Si è svolta il 15 agosto al Teatro dei Rinnovati la cerimonia del Premio Mangia 2011. A consegnare i prestigiosi riconoscimenti il sindaco Franco Ceccuzzi come Presidente del Concistoro del Mangia. <<Un momento questo - ha aperto Ceccuzzi - in cui sento forte l’orgoglio, l’emozione e la responsabilità di una comunità speciale come la nostra; che non ha eguali al mondo. Con il Mangia a Sara Ferri e le medaglie d’oro a Fabio Bruttini, Giancarlo Guideri e Ruggero Lolini, idealmente la città celebra tutti coloro che, ogni giorno, con il proprio lavoro e la propria professionalità esaltano il nome di Siena in Italia e nel mondo>>.

Il Sindaco nell’evidenziare come questo “Oscar senese” sia vissuto, anche, con senso di appartenenza alla città, ha citato Giorgio La Pira che “considerava le città vive e con un’anima”, riaffermando il sentimento di riconoscenza nei confronti di chi dimostra di amare Siena con amore vero, disinteressato e gratuito. E, per questo, il ricordo di Ceccuzzi per la baronessa Margherita Sergardi Biringucci, Mangia d’oro nel 1990, scomparsa alcuni giorni fa, dopo <<una vita dedicata al teatro e all’arte, formando generazioni di giovani senesi nel Piccolo Teatro di Siena di cui fu la creatrice e l’anima>>. Vite e professionalità, che la città ogni anno riconosce per il contributo, non solo alla collettività di appartenenza, ma alla società tutta, rappresentando <<un messaggio per i nostri giovani>>.

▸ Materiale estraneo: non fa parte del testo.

PR #342, opened 2024-10-23
[REG-2132] Eat our own dogfood testing

RG-nAmKcAz:
- Creates a new test scene to test our own SDK during the build

---


src/gg.regression.unity.bots/Runtime/Scripts/StateRecorder/BotSegments/BotSegmentsPlaybackController.cs
```diff
@@ -224,7 +224,8 @@ public void Stop()
             }
 
             _nextBotSegments.Clear();
-            _isPlaying = PlayState.NotLoaded;
+            _playState = PlayState.NotLoaded;
+            BotSequence.ActiveBotSequence = null;
```
vontell, line 228: I think this may have been the change that fixed my issue. Thanks!

src/gg.regression.unity.bots/Tests/Scripts/GameScene/GameSceneTests.cs
```diff
@@ -0,0 +1,134 @@
...
+
+        [OneTimeSetUp]
+        public void OneTimeSetUp()
+        {
+            SavePreviousViewAspect();
+            //force this to match our recording resolution
+            Screen.SetResolution(1920, 1080, false);
+
+            // set to full HD (1920x1080)
+            SetEditorAspectRatio(3);
```
vontell, line 35: Glad you got this to work! Ive been trying this in my CI/CD setup tutorial and was having difficulty getting it working.

src/gg.regression.unity.bots/Tests/Scripts/GameScene/GameSceneTests.cs
```diff
@@ -0,0 +1,134 @@
...
+
+        [UnitySetUp]
+        public IEnumerator SetUp()
+        {
+            var botManager = Object.FindObjectOfType<RGBotManager>();
+            if (botManager != null)
+            {
+                // destroy any existing overlay before loading new test scene
+                Object.Destroy(botManager.gameObject);
+            }
```
vontell, line 48: I saw this in a few places, just out of curiosity why does this need to be removed? I would think that since we are loading a new scene, this would be removed anyways but I'm guessing you found this was not the case?

RG-nAmKcAz:
@vontell @abeizer , I am disabling the new test for the moment to get the other fixes in this PR mergeable

I will continue on monday with figuring out why the test case fails on the build system (which may be a nightmare as I can't see the video output :/)

vontell (approved):
Really no changes requested from me, really appreciate you going through and trying this out. As for why GameCI integration is showing failing tests... happy to help debug this, but I'm also happy with punting that in favor of getting this PR in, since that could be a time consuming task.

Definitely inspired for us to prioritize more dogfooding and also potentially kicking off some projects related to testing the SDK across a variety of games to validate stability. Nice work!!!!

src/gg.regression.unity.bots/Tests/Scripts/GameScene/GameSceneTests.cs
RG-nAmKcAz: dontdestroyonload - persists across scene loads, even in testing

src/gg.regression.unity.bots/Runtime/Scripts/StateRecorder/BotSegments/BotSegmentsPlaybackController.cs
vontell: Context for others seeing this comment, the issue I was seeing is that after I ran or stopped a sequence, it wouldn't allow me to start a new sequence because it thought I still had an active sequence.

PR #344, opened 2024-10-29
[REG-2144] Simplify recorded BotSegment criteria + performance optimizations

RG-nAmKcAz:
- By default, now captures only the changed or clicked on options in recorded bot segment endCriteria
- Adds an internal/dev option for testing out recording minimum mouse state around clicks
  - This currently breaks games that lock the mouse to the camera, like First Person shooter style
- Improves performance and memory allocation issues around log capture 
- Improves performance and memory allocation issues around screenshot capture

---

### DIFF
--- a/src/gg.regression.unity.bots/Runtime/Scripts/StateRecorder/ScreenRecorder.cs
+++ b/src/gg.regression.unity.bots/Runtime/Scripts/StateRecorder/ScreenRecorder.cs
@@ -61,6 +61,12 @@ namespace RegressionGames.StateRecorder
         [Tooltip("Directory to save state recordings in.  This directory will be created if it does not exist.  If not specific, this will default to 'unity_videos' in your user profile path for your operating system.")]
         public string stateRecordingsDirectory = "";
 
+        [Tooltip("Minimize the amount of criteria in bot segment recordings.  This limits the endCriteria in recorded bot segments to only include objects with count deltas and objects that were under click locations.")]
+        public bool minimizeRecordingCriteria = true;
+
+        [Tooltip("RG-INTERNAL/EXPERIMENTAL: Minimize the amount of mouse movement data capture in bot segment recordings.  This currently breaks replay on any game where camera movement is locked to the mouse, like First Person Shooters.")]
+        public bool minimizeRecordingMouseMovements = false;
+
         private double _lastCvFrameTime = -1;
 
         private int _frameCountSinceLastTick;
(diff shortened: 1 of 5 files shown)


RG-nAmKcAz:
@batu, this PR isn't marked for review yet

I'll answer your points anyway though
- Match3 - I don't test with match 3 at all.  That game is so variable even in the menus its infuriating
- Bossroom - There is a draft PR for bossroom with this change (also not yet marked for review)

Really though, there isn't a before / after as the core processing on replay hasn't changed at all.  This only impacts what we record in the first place

abeizer (approved):

batu (approved):

src/gg.regression.unity.bots/Runtime/Scripts/StateRecorder/ScreenRecorder.cs
```diff
@@ -61,6 +61,12 @@ public class ScreenRecorder : MonoBehaviour
         [Tooltip("Directory to save state recordings in.  This directory will be created if it does not exist.  If not specific, this will default to 'unity_videos' in your user profile path for your operating system.")]
         public string stateRecordingsDirectory = "";
 
+        [Tooltip("Minimize the amount of criteria in bot segment recordings.  This limits the endCriteria in recorded bot segments to only include objects with count deltas and objects that were under click locations.")]
+        public bool minimizeRecordingCriteria = true;
+
+        [Tooltip("RG-INTERNAL/EXPERIMENTAL: Minimize the amount of mouse movement data capture in bot segment recordings.  This currently breaks replay on any game where camera movement is locked to the mouse, like First Person Shooters.")]
+        public bool minimizeRecordingMouseMovements = false;
```
vontell, line 68: Another way to put this might be "useful where the way that a mouse moves from one click event to another doesn't matter". No need to add that unless it resonates a lot with you

vontell (approved):
I like the ideas here a lot. When you say performance improves, do you mean the resilience of the approach to handle different situations? I imagine this will help a bit with games where there might be a lot of game objects that we don't necessarily care about for a particular test.

Anyhow, like what I see here, LGTM!

RG-nAmKcAz:
@vontell the performance bullets were 'extra' fixes that are in this PR that were annoying me while developing this

the log capture feature had re-introduced some frame stutter , especially during replay so I wanted to clean that up... 

while profiling I also noticed an area we could improve the image capture performance further

PR #51, opened 2017-05-28
Reorder track

### LINKED ISSUE #49: Proposal: update track order and exercise difficulty estimates to match xjava
Thinking:

0) Kotlin is about to receive a lot more attention now that it's a first-class language on Android; any high-leverage changes that improve the Exercism Kotlin experience are especially important at this moment in time;
1) Recent Java track order changes to incorporate estimated exercise difficulty have resulted in notably lower drop-off during the early exercises; the current order in xkotlin does not account for exercise difficulty;
2) The difficult of exercises is likely to be very similar between the two languages;
3) It's easy to refine order later on (this is an ongoing process in xjava).

stkent:
Closes #49.


config.json
```diff
@@ -4,7 +4,10 @@
   "repository": "https://github.com/exercism/xkotlin",
   "active": true,
   "deprecated": [
-
+    "accumulate",
+    "binary",
+    "hexadecimal",
+    "strain"
```
stkent: Updated deprecated exercises list to avoid contributors spending time on them.

config.json
```diff
@@ -24,248 +27,228 @@
...
+        "Reactive programming",
+        "Generics",
+        "Nested classes",
+        "Higher-order functions"
+      ]
     },
     {
       "difficulty": 1,
-      "slug": "pascals-triangle",
+      "slug": "perfect-numbers",
```
stkent: All subsequent exercises have not yet received difficulty estimates/placements in xjava, hence their positioning here.

config.json
```diff
@@ -4,7 +4,10 @@
   "repository": "https://github.com/exercism/xkotlin",
   "active": true,
   "deprecated": [
-
+    "accumulate",
```
sdavids13: Where does it say accumulate or strain is deprecated?

stkent: https://github.com/exercism/x-common/issues/553#issuecomment-279275406
https://github.com/exercism/x-common/issues/588#issuecomment-279275431

stkent: I can port over `list-ops` if you'd prefer not to have a gap between those exercises being deprecated and the replacement being implemented.

sdavids13: If you have time that would be great, otherwise I can try to get to it tomorrow.

stkent: I will have time Monday, so if you're bored tomorrow then go ahead, but if not I'll take care of it then. If you do start work please reply here so we don't double-dip (and I'll do the same :)

PR #55, opened 2017-05-29
collatz-conjecture: add to track

stkent:
New exercise! [x-common directory](https://github.com/exercism/x-common/tree/51f1341e4dfd070535e4d0e0039652a98cea7dc8/exercises/collatz-conjecture).


exercises/collatz-conjecture/src/example/kotlin/CollatzCalculator.kt
```diff
@@ -0,0 +1,12 @@
+object CollatzCalculator {
```
stkent: Not sure what the prevailing philosophy is here (within the track, or within the Kotlin community as a whole) for picking top-level function vs object-scoped function vs class-scoped function vs...!? Direction appreciated :)

nithia: I'm not sure if there's a general consensus on this, but most of the time I would pick an object-scope function unless the solution needs some state, in which case I'd make a class.

stkent: Thanks for the input!

PR #57, opened 2017-06-05
list-ops: add to track

stkent:
~~**Includes #64, do not merge before that**~~

Replaces the exercises deprecated in #64.

[`x-common` data](https://github.com/exercism/x-common/tree/da6b039ecf8dfc1a9bc8b29759c848cb0c94ab6e/exercises/list-ops).


exercises/list-ops/src/test/kotlin/ListExtensionsTest.kt
```diff
@@ -0,0 +1,141 @@
+import org.junit.Ignore
+import org.junit.Test
+import kotlin.test.assertEquals
+
+/*
+ * version: 1.0.0
```
stkent: `xjava` does not follow the canonical test suite (I suspect it may predate it) so I went ahead and wrote the Kotlin tests and example implementation fresh. I can port to `xjava` once we've ironed out any kinks!

exercises/list-ops/src/test/kotlin/ListExtensionsTest.kt
```diff
@@ -0,0 +1,141 @@
...
+                2.0,
+                emptyList<Double>().customFoldLeft(2.0) { acc, current -> current / acc })
+    }
+
+    @Ignore
+    @Test
+    fun testFoldLeftOnNonEmptyList() {
+        assertEquals(
+                64.0,
+                listOf(1.0, 2.0, 3.0, 4.0).customFoldLeft(24.0) { acc, current -> current / acc })
```
stkent: I was forced into using doubles for these fold left/right tests, since otherwise the integer division means we'll run into a division-by-0 error. I can add a tolerance to this assertion if you'd like (though it seems to work without 😕). I'm not sure if there's a way to keep this purely-int that I'm missing?

sdavids13:
This looks great to me, I like that you did this via extension functions. I would suggest that we include some hints to the users similar to what C-Sharp did here: https://github.com/exercism/xcsharp/blob/master/exercises/list-ops/HINTS.md but also include the link to Kotlin's extension function documentation: https://kotlinlang.org/docs/reference/extensions.html


Also, I think the difficulty should be bumped a little bit, maybe a 2 or 3?

exercises/list-ops/src/test/kotlin/ListExtensionsTest.kt
sdavids13: I feel like the division is super complicated, perhaps we should start out with an easier test that is a bit more straight-forward like fold left add, fold right add, fold left subtract, fold right subtract, etc such as: https://github.com/exercism/xpython/blob/master/exercises/list-ops/list_ops_test.py#L77

stkent:
@sdavids13 good points! I just pushed a new commit that includes exercise hints - let me know what you think of the content.

Regarding the difficulty rating; I'd be inclined to tweak that after #51 and #57 are both merged, so that it's easier to estimate how the difficulty of this exercise relates to all the others. My guess is that it will be closer to a 10 than to a 1, since extensions and generics combined make for some tricky spots.

stkent:
...which reminded me to tweak some of the tests so that they actually exercise the generic nature of the implementations :)

exercises/list-ops/src/test/kotlin/ListExtensionsTest.kt
stkent: Somehow I missed this comment first time around. I agree and will suggest that change upstream also!

stkent:
@sdavids13 upstream issue created; what would you like to do next? 🎁 

1. Hold this PR (and maybe #51?) until that upstream issue is resolved one way or the other?
2. Go ahead and modify this PR right now to include one/some/all of the tests mentioned in the upstream issue, on the basis that we believe this track should include them regardless of whether or not they exist in the canonical data?
3. Merge this PR right now, and update again later if the upstream issue resolution involves adding more tests?

sdavids13:
I think option 2 would be best.

stkent:
Roger that; I'll ping you when I've made those changes (could be a couple of days)!

exercises/list-ops/src/test/kotlin/ListExtensionsTest.kt
stkent: Tackling this shortly.

stkent:
@sdavids13 this is now updated with intermediate fold tests; however, this PR now depends on #64 (to reduce merge conflicts) so re-review should wait until that PR is merged and this PR is rebased.

sdavids13:
Both look good to me, merge away.

PR #60, opened 2017-06-10
Delete ignored key from config.json

kytrinyx:
Since the exercise implementations are all in the exercises directory
we no longer need to ignore any non-exercise directories in the root
of the track.

See https://github.com/exercism/meta/issues/3 for context.

### DIFF
--- a/config.json
+++ b/config.json
@@ -6,14 +6,6 @@
   "deprecated": [
 
   ],
-  "ignored": [
-    "_template",
-    "bin",
-    ".gradle",
-    "docs",
-    "img",
-    "build"
-  ],
   "foregone": [
 
   ],


kytrinyx:
I've created another PR, #61, which normalizes all of the whitespace in the config.json so
that the change in this PR is minimized and easier to see.

If you merge the other PR first, I'll go ahead and rebase this one onto master.

Sorry about the noise!

stkent:
Looking into the failure now

stkent:
Hm, it looks similar to https://youtrack.jetbrains.com/issue/KT-15783 but that appears to have been resolved in Kotlin 1.1.0. I'm going to turn off [incremental compilation](https://kotlinlang.org/docs/reference/using-gradle.html#incremental-compilation) in master, which shouldn't be a performance hit because we compile fresh each time (in fact, it might even be a performance boost) and see if that resolves the issue.

config.json
```diff
@@ -6,14 +6,6 @@
   "deprecated": [
 
   ],
-  "ignored": [
-    "_template",
-    "bin",
-    ".gradle",
-    "docs",
-    "img",
-    "build"
```
stkent: I've noticed a `build` dir popping up in the exercises directory when running the unit tests, but if that remains an issue after merging this we can squash it separately.

kytrinyx: ah, interesting. Yeah, let's figure out what's going on with that when we next see it happen.

stkent: It's generated as part of the run-all-the-unit-tests script, but it's ignored so should never appear in this repo. I'll add a delete step to the unit tests script to avoid configlet getting upset on repeated runs of said script. (I think that only affects local development.)

kytrinyx: Nice, a delete step is an excellent idea

stkent: Implemented in #65 :)

stkent: Let's just never make an exercise with the slug `build` 😆

kytrinyx: LOL, let's not do that :)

Durante il suo intervento il sindaco Ceccuzzi ha riportato l’attenzione dei presenti sul ruolo delle città e della politica nella situazione italiana, e sulla difficoltà di questa nell’elaborazione di strategie <<convincenti per uscire dalla crisi, immaginare il futuro e far prevalere il governo delle persone sul governo delle merci>>.
Ma Ceccuzzi è andato, anche, oltre. Ha ricordato come Siena abbia partecipato alla grande storia nazionale e <<come i concetti e la pratica dell’autonomia e dell’autogoverno non siano in contrapposizione col sentirsi parte inscindibile della comunità nazionale>>.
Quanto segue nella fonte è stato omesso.